Stored data:

PR #387, opened 2021-10-26
Fix potential SOV clash between trading rebate reward & fees held

cwsnt:
To avoid the clash between SOV for paying the trading rebates and SOV that is used as fees (trading, borrowing, lending) in the protocol, we will introduce an additional check in the Trading Rebate functionality to only use the SOV outside the fees.

Also we will introduce a new getter function which will return the value of SOV that is used to pay the trading rebates. 
the formula will be = SOV Balance of the protocol - (trading, lending, borrowing fees)


eMarchenko (approved):

tjcloa (approved):
lgtm

PR #389, opened 2021-11-02
Update sip0024 excluding staking

smbsp:
The Staking Rewards logic have the following issues:

1. The 'average block time' is used to calculate the block number of a Staking checkpoint. This might significantly change in the future and that could cause issues.
**Solution:** We are using a state variable to store 'average block time' and can update it in such scenarios
2. When we are calculating block number for a checkpoint that is far from the start time, the calculation can fluctuate and account for inconsistent rewards calculations.
**Solution:** We use a mapping to store block number of a checkpoint and the calculation is triggered immediately after the checkpoint is passed(potentially using a CRON job) for more accurate block number. This can be triggered by anyone. If the block number calculation is not triggered, the rewards calculations will still be processed as per the old logic. We also have an option to calculate block numbers for historical checkpoints to reduce the calculation/anomalies.

Also fixed inheritance order issue, improved readability and did some gas optimisations in this version.


contracts/governance/StakingRewards/StakingRewards.sol
```diff
@@ -72,14 +59,59 @@ contract StakingRewards is StakingRewardsStorage, Initializable {
...
+	}
+
+	/**
+	 * @notice This function computes the block number using the average block time for a given historical
+	 * checkpoint which is added to the mapping `checkpointBlockDetails`.
+	 * @param _time Exact staking checkpoint time
+	 */
+	function setHistoricalBlock(uint256 _time) external onlyOwner {
+		_setBlock(_time);
+	}
```
eMarchenko, line 101: if for some reason time between blocks will change several times (e.g. Ethereum's difficulty bomb), this trick might not work well, especially for older blocks. so this contract requires regular maintenance.

eMarchenko (approved):

PR #403, opened 2021-12-15
Fixing math error

smbsp:
The calculation where base rate starts scaling to max(kink level) was a bit exaggerated due to a maths errors. It has been fixed with this PR.


tjcloa (approved):
lgtm

PR #528, opened 2023-11-05
Sov 3274 airswap proxy

dharkmattr:


contracts/airswap/AirSwapFeeConnector.sol
```diff
@@ -0,0 +1,202 @@
...
+        address senderToken;
+        uint256 totalSenderAmount;
+        uint8 v;
+        bytes32 r;
+        bytes32 s;
+    }
+
+    uint256 public constant POINTS = 1000;
+
+    uint256 public inputFeeInPoints = 0;
```
cwsnt, line 30: Probably can just removed the 0 initialization here, since it will use the zero value by default

contracts/airswap/AirSwapFeeConnector.sol
```diff
@@ -0,0 +1,202 @@
...
+    uint256 public outputFeeInPoints = 0;
```
cwsnt, line 31: Probably can just removed the 0 initialization here, since it will use the zero value by default

contracts/airswap/AirSwapFeeConnector.sol
```diff
@@ -0,0 +1,202 @@
...
+
+    address public feeVaultAddress = address(0);
```
cwsnt, line 33: Probably can just removed the 0 initialization here, since it will use the zero value by default

contracts/airswap/AirSwapFeeConnector.sol
```diff
@@ -0,0 +1,202 @@
...
+    address public swapERC20Address = address(0);
```
cwsnt, line 34: Probably can just removed the 0 initialization here, since it will use the zero value by default

contracts/airswap/AirSwapFeeConnector.sol
```diff
@@ -0,0 +1,202 @@
...
+        uint256 expiry;
+        address signerWallet;
+        address signerToken;
+        uint256 signerAmount;
+        address senderToken;
+        uint256 totalSenderAmount;
+        uint8 v;
+        bytes32 r;
+        bytes32 s;
+    }
```
cwsnt, line 26: Can add the constructor for the initialization value of the configs

contracts/airswap/AirSwapFeeConnector.sol
```diff
@@ -0,0 +1,202 @@
...
+                swapRequest.sender,
+                address(this),
+                swapRequest.totalSenderAmount
+            ),
+            "transfer failed 1"
+        );
+
+        // then we collect the input fee
+        uint256 inputFee = calculateInputFee(swapRequest.totalSenderAmount);
+        require(
```
cwsnt, line 150: The transfer here can be combined with the output fee.
So will save some gas here

contracts/airswap/AirSwapFeeConnector.sol
```diff
@@ -0,0 +1,202 @@
...
+        address signerToken;
+        uint256 signerAmount;
+        address senderToken;
+        uint256 totalSenderAmount;
+        uint8 v;
+        bytes32 r;
+        bytes32 s;
+    }
+
+    uint256 public constant POINTS = 1000;
```
cwsnt, line 28: By having the points = 1000, this means the smallest fee that we will have is 0.1%, am i correct?

cwsnt (changes requested):
Need to add the deployment script.
Can refer to this https://github.com/DistributedCollective/Sovryn-smart-contracts/tree/development/deployment/deploy

PR #534, opened 2024-01-24
SOV-3686 introduce admin manager role

cwsnt:


contracts/utils/AdminRole.sol
```diff
@@ -1,8 +1,9 @@
 pragma solidity 0.5.17;
 
 import "../openzeppelin/Ownable.sol";
+import "./AdminManagerRole.sol";
 
-contract AdminRole is Ownable {
+contract AdminRole is Ownable, AdminManagerRole {
```
tjcloa, line 6: we need AdminManager only for VestingRegistry which is an exception (because admins are EOAs creating vesting contracts to avoid huge amount of multisig txs to sign on each vesting creation) and can be set and removed following current needs, but in all other cases the admin role is assigned to a multisig and should be managed by Bitocracy only. therefore there is no justification on why LiquidityMining should have this admin manager role too.  
to keep it consistent with the ticket requirements, i suggest to introduce a new role AdminRoleManaged rather than extending the existing AdminRole.  
this way we have separation of concerns and clear alternative should we ever need to use it again.

tjcloa (changes requested):
see inline comments

koirikivi (approved):

deployment/deploy/3000-deploy-VestingRegistry.js
```diff
@@ -0,0 +1,25 @@
...
+        ethers,
+    } = hre;
+    const { deployer } = await getNamedAccounts();
+    log(col.bgYellow("Deploying VestingRegistry..."));
+    await deployWithCustomProxy(
+        deployer,
+        "VestingRegistryLogic",
+        "VestingRegistryProxy",
+        "",
+        "VestingRegistry_Proxy",
```
tjcloa, line 20: because there is already VestingRegistryProxy deployment data saved, either rename the deployment instance:  
```suggestion
        "VestingRegistryProxy",
```
or rename the deployment file on both mainnet and testnet

deployment/deploy/3000-deploy-VestingRegistry.js
```diff
@@ -0,0 +1,25 @@
...
+        true
+    );
```
tjcloa: There is a confusion because we have VestingRegistry contract which was merged into a single vesting registry together with VestingRegistry2 and VestignRegistry3 - all of those are deprecated.    
I suggest the following clean-up for clarity:
1) remove legacy vesting registry contracts VestingRegistry, VestingRegistry2, VestingRegistry3
2) rename VestingRegistryLogic to VestingRegistry
3) update tests and deployment naming  
current implementation is not consistent with sipArgs.   
suggested change:  
```suggestion
    await deployWithCustomProxy(
        deployer,
        "VestingRegistry",
        "VestingRegistryProxy",
        "",
        "VestingRegistry_Proxy",
        true
    );
```

hardhat/tasks/adminManagerRole.js
```diff
@@ -0,0 +1,33 @@
+const { task } = require("hardhat/config");
+const Logs = require("node-logs");
+const logger = new Logs().showInConsole(true);
+const { sendWithMultisig } = require("../../deployment/helpers/helpers");
+
+task("setAdminManager", "SetAdminManager to the contract that implement adminManagerRole")
+    .addOptionalParam("signer", "Signer name: 'signer' or 'deployer'", "deployer")
+    .addParam("adminManagerTarget", "Admin manager target: 'MultiSigWallet'")
```
tjcloa:
```suggestion
    .addParam("adminManager", "New admin manager: 'MultiSigWallet'")
```

hardhat/tasks/adminManagerRole.js
```diff
@@ -0,0 +1,33 @@
...
+    .addParam("contractTarget", "Contract name target: e.g: 'VestingRegistry'")
```
tjcloa: pls add support for address input - see multisig hh tasks for reference  
```suggestion
    .addParam("contract", "Contract name or address to set admin manager: e.g: 'VestingRegistry'")
```

deployment/deploy/3000-deploy-VestingRegistry.js
```diff
@@ -0,0 +1,25 @@
+const path = require("path");
+const { getContractNameFromScriptFileName } = require("../helpers/utils");
+const { sendWithMultisig } = require("../helpers/helpers");
+const { deployWithCustomProxy } = require("../helpers/helpers");
+const col = require("cli-color");
+//const deploymentName = getContractNameFromScriptFileName(path.basename(__filename));
+const func = async function (hre) {
```
tjcloa, line 7: missing setting admin manager role on deployment/upgrade - should be included into the contract's initialization

contracts/utils/AdminManagerRole.sol
```diff
@@ -0,0 +1,62 @@
...
+        require(isOwner() || msg.sender == getAdminManager(), "unauthorized");
+        _;
+    }
+
+    /**
+     * @notice Set new admin manager.
+     * @param _newAdminManager The addresses of the account to grant permissions.
+     * */
+    function setAdminManager(address _newAdminManager) public onlyOwner {
+        require(_newAdminManager != address(0), "invalid admin manager");
```
tjcloa:
```suggestion
        require(_newAdminManager != address(0), "Use removeAdminManager function to set adminManager to 0");
```

tjcloa (changes requested):
pls see inline comments + resolve conflicts

tjcloa (approved):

#### Task requirements:
Please reproduce, exactly as written, the lines of the records from the first line through the one containing "To avoid the".

#### Result of the task:
PR #387, opened 2021-10-26
Fix potential SOV clash between trading rebate reward & fees held

cwsnt:
To avoid the clash between SOV for paying the trading rebates and SOV that is used as fees (trading, borrowing, lending) in the protocol, we will introduce an additional check in the Trading Rebate functionality to only use the SOV outside the fees.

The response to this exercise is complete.